The next time residents of Durham County, North Carolina, feel the itch to spontaneously express political feelings on public grounds, they’d better hope somebody had the foresight to ask permission two days earlier.
The Durham County Commission opened the new year with a proposal to require 48 hours’ notice before any demonstration on County-owned land. “In order to ensure the safety of all involved in and near demonstrations on County grounds prior notification is required if the group will be 50 or more individuals or has the potential of 50 or more individuals,” the rules before the commission on Tuesday state. “If notification is not given within the stated requirements or if a spontaneous group exceeds 50 individuals, the County Manager or his/her designee may determine that those participating in the demonstration on County grounds are trespassing and may request that participants be removed by law enforcement.”
Activists in the area made headlines in August when they pulled down a statue of a Confederate soldier prominently displayed near a county building. The impromptu demonstration came two days after a white supremacist rally in Charlottesville, Virginia, led to the death of a local anti-racism protester when a rally attendee mowed down dozens of peaceful marchers with his car.
The following week, rumors spread of a Charlottesville-style neo-nazi march on symbols of North Carolina’s slave-state heritage, prompting locals into the streets en masse. After those tumultuous days in August, county sheriff Mike Andrews wrote an open letter urging commissioners to tighten rules for street protests. If the new proposal is approved, it would be the first time Durham has required citizens to seek permits for protests — a common rule, though one which police officials often decline to enforce when an unpermitted assembly is deemed peaceful.
The proposal does not explicitly call for police to forcibly break up unpermitted marches, as Andrews proposed in his letter. But it does include open-ended language signaling cops would be empowered to get aggressive in such circumstances. It says that “all city ordinances and state statutes should apply” to such demonstrations — invoking a category of local rules that would give men like Andrews carte blanche to handle truly spontaneous mass demonstrators however they pleased.
Andrews’ office convinced local prosecutors to pursue felony rioting charges against the protesters who tore down the Confederate statue in August.
The Durham County tussle over how the justice system should react to a First Amendment assembly where property gets damaged offers a small-scale replica of a fight playing out in other venues around the country.
Hundreds of protesters rounded up and arrested on Inauguration Day still face felony charges in a Washington, D.C. court this winter and spring, as federal prosecutors argue that the black-clad marchers are just as guilty of rioting as the individuals within the group who broke shop windows and set trash cans alight. Police were similarly indiscriminate with pepper spray and handcuffs outside a Trump rally in Arizona over the summer, and after a St. Louis police officer was acquitted on homicide charges this fall.

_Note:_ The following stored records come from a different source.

PR #81, opened 2017-12-19
[AC-5087] - Improve previous-next mechanism in BaseListView in impact-api

yotammanor:
**Changes Introduced in [AC-5087](https://masschallenge.atlassian.net/browse/AC-5087):**

- validate offset and limit values to be correct (offset is a non-negative integer, limit is a positive integer smaller than MAX_LIMIT=200).
- fix generation of previous/next urls around edge cases (close to offset==0 or offset==count)

**Test:**

- glossary:
  - limit - the number of results returned in the response ("results per page").
  - offset - the index of the element that begins the response window ([offset:offset+limit])
  - count - the total number of results in a request (NOT a parameter)

- Setup:
  - `make dev; 
make load-remote-db DB_FILE_NAME=initial_schema.sql.gz; 
make grant-permissions PERMISSION_USER=test@example.org PERMISSION_CLASSES=v1_clients`
  - [Create an application](http://localhost:8000/oauth/applications/register/) for the user with the permissions.
  - Load [Postman collection](https://www.getpostman.com/collections/0a95773f88df764b15ee), initialize the token
  - in V1 folder, open v1 user list GET
  - make the default call, see that it works, and is the same as development
- Test:
  - set the query parameters ?limit=20 . Same as development.
  - set the query parameters ?limit=10&offset=5 . On development, "previous" would have a negative offset. On branch it does not (will be have an implicit offset=0).
  - set the query parameters ?limit=10&offset=15. Should be the same as development.
  - set the query parameters ?limit=10&offset=47915 (count=47920). "next" will be null on branch.
  - set the query parameters ?limit=10&offset=50000 (count=47920). "previous" will be 47910(= count-limit) on branch.
  - Go to "v1 program family list GET". set the query parameters ?limit=20 (count=11). "next" and "previous" should both be null on branch.
  - set the query parameters ?limit=300. See error on branch.
  - set the query parameters ?limit=5.5. See error on branch.
  - set the query parameters ?limit=0. See error on branch.
  - set the query parameters ?limit=-5. See error on branch.
  - set the query parameters ?limit=foo. See error on branch.
  - set the query parameters ?offset=5.5. See error on branch.
  - set the query parameters ?offset=-5. See error on branch.
  - set the query parameters ?offset=foo. See error on branch.
  - set the query parameters ?offset=0. The same as not adding the parameter, successful.

### DIFF
--- a/web/impact/impact/models/utils.py
+++ b/web/impact/impact/models/utils.py
@@ -31,7 +31,7 @@ def snake_to_model_name(value):
 
 def is_int(s):
     try:
-        int(s)
+        int(str(s))
     except ValueError:
         return False
-    return True
+    return
--- a/web/impact/impact/models/utils.py
+++ b/web/impact/impact/models/utils.py
@@ -34,4 +34,4 @@ def is_int(s):
         int(str(s))
     except ValueError:
         return False
-    return
+    return True
--- a/web/impact/impact/models/utils.py
+++ b/web/impact/impact/models/utils.py
@@ -4,7 +4,6 @@
 from django.core.exceptions import FieldDoesNotExist
 from django.utils.text import camel_case_to_spaces
 
-
 LABEL_LENGTH = 255
 
 
@@ -28,3 +27,11 @@ def model_name_to_snake(value):
 
 def snake_to_model_name(value):
     return "".join(map(str.title, value.split("_")))
+
+
+def is_int(s):
+    try:
+        int(s)
+    except ValueError:
+        return False
+    return True
--- a/web/impact/impact/tests/test_user_list_view.py
+++ b/web/impact/impact/tests/test_user_list_view.py
@@ -202,6 +202,44 @@ class TestUserListView(APITestCase):
 
             assert response.data["next"] is None
 
+    def test_get_pagination_attrs_for_offset_equals_count(self):
+        limit = 4
+        for _ in range(limit * 5):
+            UserContext()
+        with self.login(email=self.basic_user().email):
+            current_offset = User.objects.count()
+            limit_arg = "limit={}".format(limit)
+            offset_arg = "offset={}".format(current_offset)
+            url = self.url + "?" + limit_arg + "&" + offset_arg
+
+            response = self.client.get(url)
+            results = response.data["results"]
+            assert len(results) == 0
+
+            prev_offset_arg = "offset={}".format(current_offset - limit)
+            assert prev_offset_arg in response.data["previous"]
+
+            assert response.data["next"] is None
+
+    def test_get_pagination_attrs_for_offset_greater_than_count(self):
+        limit = 4
+        for _ in range(limit * 5):
+            UserContext()
+        with self.login(email=self.basic_user().email):
+            count = User.objects.count()
+            current_offset = count + 1
+            limit_arg = "limit={}".format(limit)
+            offset_arg = "offset={}".format(current_offset)
+            url = self.url + "?" + limit_arg + "&" + offset_arg
+            response = self.client.get(url)
+            results = response.data["results"]
+            assert len(results) == 0
+
+            prev_offset_arg = "offset={}".format(count - limit)
+            assert prev_offset_arg in response.data["previous"]
+
+            assert response.data["next"] is None
+
     def test_get_adjacent_offsets_has_unique_users(self):
         limit = 3
         for _ in range(limit * 3):
--- a/web/impact/impact/tests/test_user_list_view.py
+++ b/web/impact/impact/tests/test_user_list_view.py
@@ -108,16 +108,96 @@ class TestUserListView(APITestCase):
             assert user2.email in emails
             assert user_count == response.data["count"]
 
-    def test_get_with_limit(self):
-        UserContext().user
-        UserContext().user
+    def test_get_returns_correct_count_attribute(self):
+        for _ in range(10):
+            UserContext()
         with self.login(email=self.basic_user().email):
-            url = self.url + "?limit=1"
             user_count = User.objects.count()
+            response = self.client.get(self.url)
+            assert user_count == response.data["count"]
+
+    def test_get_with_limit_returns_correct_number_of_results(self):
+        limit = 1
+        for _ in range(limit * 3):
+            UserContext()
+        with self.login(email=self.basic_user().email):
+            url = self.url + "?limit={}".format(limit)
             response = self.client.get(url)
             results = response.data["results"]
-            assert 1 == len(results)
-            assert user_count == response.data["count"]
+            assert limit == len(results)
+
+    def test_get_correct_pagination_attributes_for_offset_zero(self):
+        limit = 3
+        current_implicit_offset = 0
+        for _ in range(limit * 3):
+            UserContext()
+        with self.login(email=self.basic_user().email):
+            limit_arg = "limit={}".format(limit)
+            url = self.url + "?" + limit_arg
+            response = self.client.get(url)
+            results = response.data["results"]
+            assert limit == len(results)
+            assert response.data["previous"] is None
+            assert limit_arg in response.data["next"]
+            next_offset_arg = "offset={}".format(
+                current_implicit_offset + limit)
+            assert next_offset_arg in response.data["next"]
+
+    def test_get_pagination_attrs_for_offset_between_zero_and_limit(self):
+        limit = 4
+        current_offset = limit - 2
+        for _ in range(limit * 3):
+            UserContext()
+        with self.login(email=self.basic_user().email):
+            limit_arg = "limit={}".format(limit)
+            offset_arg = "offset={}".format(current_offset)
+            url = self.url + "?" + limit_arg + "&" + offset_arg
+            response = self.client.get(url)
+            results = response.data["results"]
+            assert limit == len(results)
+
+            assert response.data["previous"] is not None
+            assert "offset" not in response.data["previous"]
+
+            assert limit_arg in response.data["next"]
+            next_offset_arg = "offset={}".format(current_offset + limit)
+            assert next_offset_arg in response.data["next"]
+
+    def test_get_pagination_attrs_for_offset_in_the_middle(self):
+        limit = 4
+        current_offset = limit + 2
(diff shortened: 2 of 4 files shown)


web/impact/impact/models/utils.py
```diff
@@ -28,3 +27,11 @@ def model_name_to_snake(value):
 
 def snake_to_model_name(value):
     return "".join(map(str.title, value.split("_")))
+
+
+def is_int(s):
```
pbx, line 32: A little bit of bikeshedding - I like this function but the name is potentially misleading. 

    >>> is_int(3.14159)
    True

Something like `can_cast_to_int` would be more precise. Not a blocker but it would make me happy.

web/impact/impact/tests/test_user_list_view.py
```diff
@@ -108,16 +114,257 @@ def test_get(self):
             assert user2.email in emails
             assert user_count == response.data["count"]
 
-    def test_get_with_limit(self):
-        UserContext().user
-        UserContext().user
+    def test_get_returns_correct_count_attribute(self):
+        for _ in range(10):
+            UserContext()
```
pbx, line 120: Why not `UserContext.create_batch(10)`?

web/impact/impact/tests/test_user_list_view.py
```diff
@@ -108,16 +114,257 @@ def test_get(self):
...
         with self.login(email=self.basic_user().email):
-            url = self.url + "?limit=1"
             user_count = User.objects.count()
+            response = self.client.get(self.url)
+            assert user_count == response.data["count"]
+
+    def test_get_with_limit_returns_correct_number_of_results(self):
+        limit = 1
+        for _ in range(limit * 3):
+            UserContext()
```
pbx, line 129: As above. Can we use `.create_batch` here?

web/impact/impact/tests/test_user_list_view.py
```diff
@@ -108,16 +114,257 @@ def test_get(self):
...
-        UserContext().user
-        UserContext().user
+    def test_get_returns_correct_count_attribute(self):
+        for _ in range(10):
+            UserContext()
         with self.login(email=self.basic_user().email):
-            url = self.url + "?limit=1"
             user_count = User.objects.count()
+            response = self.client.get(self.url)
+            assert user_count == response.data["count"]
```
pbx, line 124: Are you going with `assert` instead of `self.assertEqual` and the like because the file already uses that style exclusively? I prefer the latter style because the failure messages are more informative. But I think I've seen you post similar review comments in the past so perhaps there's a good reason! Not a blocker.

web/impact/impact/tests/test_user_list_view.py
```diff
@@ -108,16 +114,257 @@ def test_get(self):
...
             results = response.data["results"]
-            assert 1 == len(results)
-            assert user_count == response.data["count"]
+            assert limit == len(results)
+
+    def test_get_correct_pagination_attributes_for_offset_zero(self):
+        limit = 3
+        current_implicit_offset = 0
+        for _ in range(limit * 3):
+            UserContext()
```
pbx, line 140: `.create_batch`?

web/impact/impact/tests/test_user_list_view.py
```diff
@@ -108,16 +114,257 @@ def test_get(self):
...
+            assert limit_arg in response.data["next"]
+            next_offset_arg = "offset={}".format(
+                current_implicit_offset + limit)
+            assert next_offset_arg in response.data["next"]
+
+    def test_get_pagination_attrs_for_offset_between_zero_and_limit(self):
+        limit = 4
+        current_offset = limit - 2
+        for _ in range(limit * 3):
+            UserContext()
```
pbx, line 157: `.create_batch`?

web/impact/impact/tests/test_user_list_view.py
```diff
@@ -108,16 +114,257 @@ def test_get(self):
...
+
+            assert limit_arg in response.data["next"]
+            next_offset_arg = "offset={}".format(current_offset + limit)
+            assert next_offset_arg in response.data["next"]
+
+    def test_get_pagination_attrs_for_offset_in_the_middle(self):
+        limit = 4
+        current_offset = limit + 2
+        for _ in range(current_offset + limit + 2):
+            UserContext()
```
pbx, line 177: `.create_batch`?

web/impact/impact/tests/test_user_list_view.py
```diff
@@ -108,16 +114,257 @@ def test_get(self):
...
+            assert prev_offset_arg in response.data["previous"]
+
+            assert limit_arg in response.data["next"]
+            next_offset_arg = "offset={}".format(current_offset + limit)
+            assert next_offset_arg in response.data["next"]
+
+    def test_get_pagination_attrs_for_offset_between_count_and_limit(self):
+        limit = 4
+        for _ in range(limit * 5):
+            UserContext()
```
pbx, line 196: `.create_batch`?

web/impact/impact/tests/test_user_list_view.py
```diff
@@ -108,16 +114,257 @@ def test_get(self):
...
+
+            prev_offset_arg = "offset={}".format(current_offset - limit)
+            assert prev_offset_arg in response.data["previous"]
+
+            assert response.data["next"] is None
+
+    def test_get_pagination_attrs_for_offset_equals_number_of_results(self):
+        limit = 4
+        for _ in range(limit * 5):
+            UserContext()
```
pbx, line 215: `.create_batch`?

web/impact/impact/tests/test_user_list_view.py
```diff
@@ -108,16 +114,257 @@ def test_get(self):
...
+
+            prev_offset_arg = "offset={}".format(current_offset - limit)
+            assert prev_offset_arg in response.data["previous"]
+
+            assert response.data["next"] is None
+
+    def test_get_pagination_attrs_for_offset_greater_than_num_of_results(self):
+        limit = 4
+        for _ in range(limit * 5):
+            UserContext()
```
pbx, line 234: `.create_batch`?

web/impact/impact/tests/test_user_list_view.py
```diff
@@ -108,16 +114,257 @@ def test_get(self):
...
+            assert len(results) == 0
+
+            prev_offset_arg = "offset={}".format(count - limit)
+            assert prev_offset_arg in response.data["previous"]
+
+            assert response.data["next"] is None
+
+    def test_get_pagination_attrs_for_limit_greater_than_num_of_results(self):
+        for _ in range(5):
+            UserContext()
```
pbx, line 252: `.create_batch`?

web/impact/impact/tests/test_user_list_view.py
```diff
@@ -108,16 +114,257 @@ def test_get(self):
...
+            url = self.url + "?" + offset_arg
+            response = self.client.get(url)
+            assert response.status_code == 200
+            implicit_zero_response = self.client.get(self.url)
+            assert response.data == implicit_zero_response.data
+
+    def test_get_adjacent_offsets_has_unique_users(self):
+        limit = 3
+        for _ in range(limit * 3):
+            UserContext()
```
pbx, line 357: `.create_batch`?

pbx (changes requested):
I like this. Manual testing against development confirmed all the fixes. Tests are nice and thorough. Only a couple concerns (one of them repeated many times for completeness' sake).

web/impact/impact/v1/views/base_list_view.py
```diff
@@ -32,18 +39,45 @@ def metadata(self):
...
             "count": count,
-            "next": _url(base_url, limit, offset + limit),
-            "previous": _url(base_url, limit, offset - limit),
+            "next": _next_url(base_url, limit, offset, count),
+            "previous": _previous_url(base_url, limit, offset, count),
             "results": results,
         }
         return Response(result)
 
+    def _validate_kwarg(self, val, key):
```
mc-nathan: This would be simpler as two functions, say `_get_limit(request)` and `_get_offset(request)`

web/impact/impact/models/utils.py
yotammanor: Actually I'd expect `is_int(3.14159)` to be `False`. fixing.

web/impact/impact/v1/views/base_list_view.py
```diff
@@ -32,18 +39,45 @@ def metadata(self):
...
+        if key == "limit":
+            self._validate_limit(key, val)
+        if key == "offset":
+            self._validate_offset(key, val)
+        return int(val)
+
+    def _validate_offset(self, key, val):
+        if int(val) < 0:
+            self.errors.append(
+                KWARG_VALUE_IS_NON_POSITIVE_ERROR.format(key))
```
mc-nathan: Technically 0 is not a positive integer and it seems like it would be better to have two error messages since the two places this is used are different.  I would say something that doesn't hinge on the user understanding exactly what you mean by "positive integer" like "value of '{}' should be greater than zero" or "value of '{}" should be greater than or equal to zero".

web/impact/impact/tests/test_user_list_view.py
yotammanor: `UserContext` doesn't have a `create_batch` since it is not a subclass of `Factory`. and likewise.

web/impact/impact/tests/test_user_list_view.py
yotammanor: for consistency's sake. plus my hope now is that we'll change to pytest, which produces informative errors with regular assert statements.

mc-nathan (changes requested):
Overall looks good.  In addition to Paul's comments I spotted a couple more relatively minor things, but I think they are worth cleaning up.

web/impact/impact/tests/test_user_list_view.py
pbx: Ah. I was fooled by the fact that `JudgeFeedbackContext` has a `create_batch`; turns out it's manually defined on the class.

pbx (approved):

mc-nathan (approved):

Street protests governed by a mix of old-school nonviolence and new-age anarchist tactics have become a crucial political tool over the past few years. In 2010 and 2011, the Tea Party and Occupy movements revitalized physical expressions of political disaffect. Since then, national politics have been reshaped by a wide range of physical resistance movements from Black Lives Matter protests to the long-running and initially successful Dakota Access Pipeline blockade on Indian land in the Dakotas. More recently, radical leftists united against the resurgent fascist tendencies of the Trump movement have sought to disrupt or prevent public appearances by right-wing hatemongers.

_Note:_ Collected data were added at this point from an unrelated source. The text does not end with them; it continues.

PR #86, opened 2017-12-20
[AC-5209] Refactor of problematic condition and method_to_perm

mc-nathan:
Work done:
- Minor refactor to address "C" rated violation for CodeClimate.

No functionality should have changed.

### DIFF
--- a/web/impact/impact/permissions.py
+++ b/web/impact/impact/permissions.py
@@ -14,6 +14,16 @@ from impact.utils import model_name_case
 
 User = get_user_model()
 
+METHOD_TO_ACTION = {
+    "POST": "add",
+    "GET": "view",
+    "HEAD": "view",
+    "OPTIONS": "view",
+    "PUT": "change",
+    "PATCH": "change",
+    "DELETE": "delete",
+}
+
 
 class V0APIPermissions(BasePermission):
     authenticated_users_only = True
@@ -39,17 +49,11 @@ class V1ConfidentialAPIPermissions(BasePermission):
             name=settings.V1_CONFIDENTIAL_API_GROUP).exists()
 
 
-class DynamicModelPermissions(BasePermission):
-    perms_map = {
-        'GET': ['%(app)s.view_%(model_name)s'],
-        'OPTIONS': ['%(app)s.view_%(model_name)s'],
-        'HEAD': ['%(app)s.view_%(model_name)s'],
-        'POST': ['%(app)s.add_%(model_name)s'],
-        'PUT': ['%(app)s.change_%(model_name)s'],
-        'PATCH': ['%(app)s.change_%(model_name)s'],
-        'DELETE': ['%(app)s.delete_%(model_name)s'],
-    }
+def method_to_perm(method):
+    return ["%(app)s.{}_%(model_name)s".format(METHOD_TO_ACTION[method])]
 
+
+class DynamicModelPermissions(BasePermission):
     authenticated_users_only = True
 
     def has_permission(self, request, view):
@@ -58,7 +62,7 @@ class DynamicModelPermissions(BasePermission):
         model_name = model_name_case(model, related_model)
         app_label = 'mc'
         kwargs = {'app': app_label, 'model_name': model_name}
-        perms = [perm % kwargs for perm in self.perms_map[request.method]]
+        perms = [perm % kwargs for perm in method_to_perm(request.method)]
         return (
             request.user and (
                 request.user.is_authenticated or (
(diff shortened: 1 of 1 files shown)


web/impact/impact/permissions.py
```diff
@@ -39,17 +49,11 @@ def has_permission(self, request, view):
...
-        'GET': ['%(app)s.view_%(model_name)s'],
-        'OPTIONS': ['%(app)s.view_%(model_name)s'],
-        'HEAD': ['%(app)s.view_%(model_name)s'],
-        'POST': ['%(app)s.add_%(model_name)s'],
-        'PUT': ['%(app)s.change_%(model_name)s'],
-        'PATCH': ['%(app)s.change_%(model_name)s'],
-        'DELETE': ['%(app)s.delete_%(model_name)s'],
-    }
+def method_to_perm(method):
+    return ["%(app)s.{}_%(model_name)s".format(METHOD_TO_ACTION[method])]
```
shanbady: maybe we should do METHOD_TO_ACTION.get(method, 'get') and default to 'get'

shanbady (changes requested):

web/impact/impact/permissions.py
```diff
@@ -87,14 +91,7 @@ def decompose_perm(self, perm_codename):
...
     def action_matches(self, action, request):
-        if ((request.method in ('POST') and action == 'add') or (
-            request.method in ('GET', 'HEAD', 'OPTIONS') and (
-                action == 'view')) or (
-            request.method in (
-                'PUT', 'PATCH') and (
-                action == 'change')) or (
-                request.method in ('DELETE') and (action == 'delete'))):
-            # the permission applies to our case
+        if action == METHOD_TO_ACTION.get(request.method):
```
pbx, line 94: Wonderful to see that hairy old conditional obsoleted!

web/impact/impact/permissions.py
pbx: It's a little mind-bending to have both old- and new-style string interpolation used in a single line. I'd prefer it to be all new-style.

web/impact/impact/permissions.py
```diff
@@ -58,7 +62,7 @@ def has_permission(self, request, view):
         model_name = model_name_case(model, related_model)
         app_label = 'mc'
         kwargs = {'app': app_label, 'model_name': model_name}
-        perms = [perm % kwargs for perm in self.perms_map[request.method]]
+        perms = [perm % kwargs for perm in method_to_perm(request.method)]
```
pbx: The list comp, coupled with `method_to_perm` always returning a single-item list, seems unnecessary.

pbx (changes requested):
Functionally this looks good. Just a couple code style concerns.

web/impact/impact/permissions.py
mc-nathan: We could.  I didn't want to change the original behavior which was `self.perms_map[request.method]`.  I don't expect it actually matters, but it was my reasoning.  Don't have a strong opinion.  Happy to change it if you want since it should be a bit safer and I'd be surprised if anything in this code is depending on it raising an exception if the method is missing.

mc-nathan: I had trouble the last time I tried to do one replacement without affecting the other things that will be replaced later when I used format.  I expect there's some trick for it, but I gave up searching before I found it.  Do you know how to do that?  The other option would be to just use `+`, but I'm not sure that's any better that what I'm doing now.

web/impact/impact/permissions.py
mc-nathan: Good point.  Again I was just trying not to change the existing behavior, but that one seems even less controversial.  Fixed.

web/impact/impact/permissions.py
mc-nathan: Actually 'get' is not a good default since this is create a Django permission name.  For "get" the value is "view" so we could use that.  However, given that this is permission stuff, I think I'd rather throw an exception if we get something unexpected.  Won't fix (unless you make a really strong argument).

mc-nathan: Found this on SO, but I'm not lovin' it: https://stackoverflow.com/questions/11283961/partial-string-formatting

pbx: Aha yeah, I think `string.Template` is the only built-in way to do this. Not a win.
```python
>>> from string import Template
>>> t1 = Template("${app}.${action}_${model_name}")
>>> t2 = t1.safe_substitute(action="edit")
>>> print Template(t2).safe_substitute(app="admin", model_name="logentry")
admin.edit_logentry
```
Aesthetically I'd prefer concatenation to the interpolation mashup, but that preference isn't strong enough to delay approving this.

pbx (approved):

shanbady (approved):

Conservative-minded officials have embraced confrontation in response to the rise in mass mobilization tactics. Some lawmakers have even tried to make it legal for drivers to run down pedestrian protesters who block roads.
Trump gloried in physical confrontations between his supporters and opposing protesters at rallies throughout his 2016 campaign. When his victory prompted mass mobilization in the streets, high-profile conservatives who backed him were quick to discard traditional rhetoric on the importance of dissent in a democracy and instead call for a crackdown.
The backlash isn’t just a cable-news talking point.
Numerous city and state officials sought new restrictions on protester rights across the country in 2017, prompting alarm among civil liberties groups. After citizens flooded airports nationwide in protest of President Donald Trump’s attempts to restrict travel between several majority-Muslim countries and the United States, officials at Denver International Airport announced demonstrators would have to get a permit a week ahead of time for future actions there. Conservatives in Minnesota tried to give cities the power to sue protest organizers to recoup the cost of police overtime pay incurred by street protests.
A few Republicans in Arizona tried to use state law to go after protest organizers using racketeering laws intended to pursue organized crime syndicates. State lawmakers in North Carolina sought new criminal penalties against the “economic terrorism” of even non-violent protests. Through congressional cronies, oil industry lobbyists urged Attorney General Jeff Sessions to treat physical blockades of pipeline construction as domestic terrorism.
Taken together, these various official actions and legal quests signify a dramatic shift in the traditional balance between basic civil rights and authority. The nation’s commitment to human rights recognized in both the U.S. Constitution and international law has rarely looked so shaky.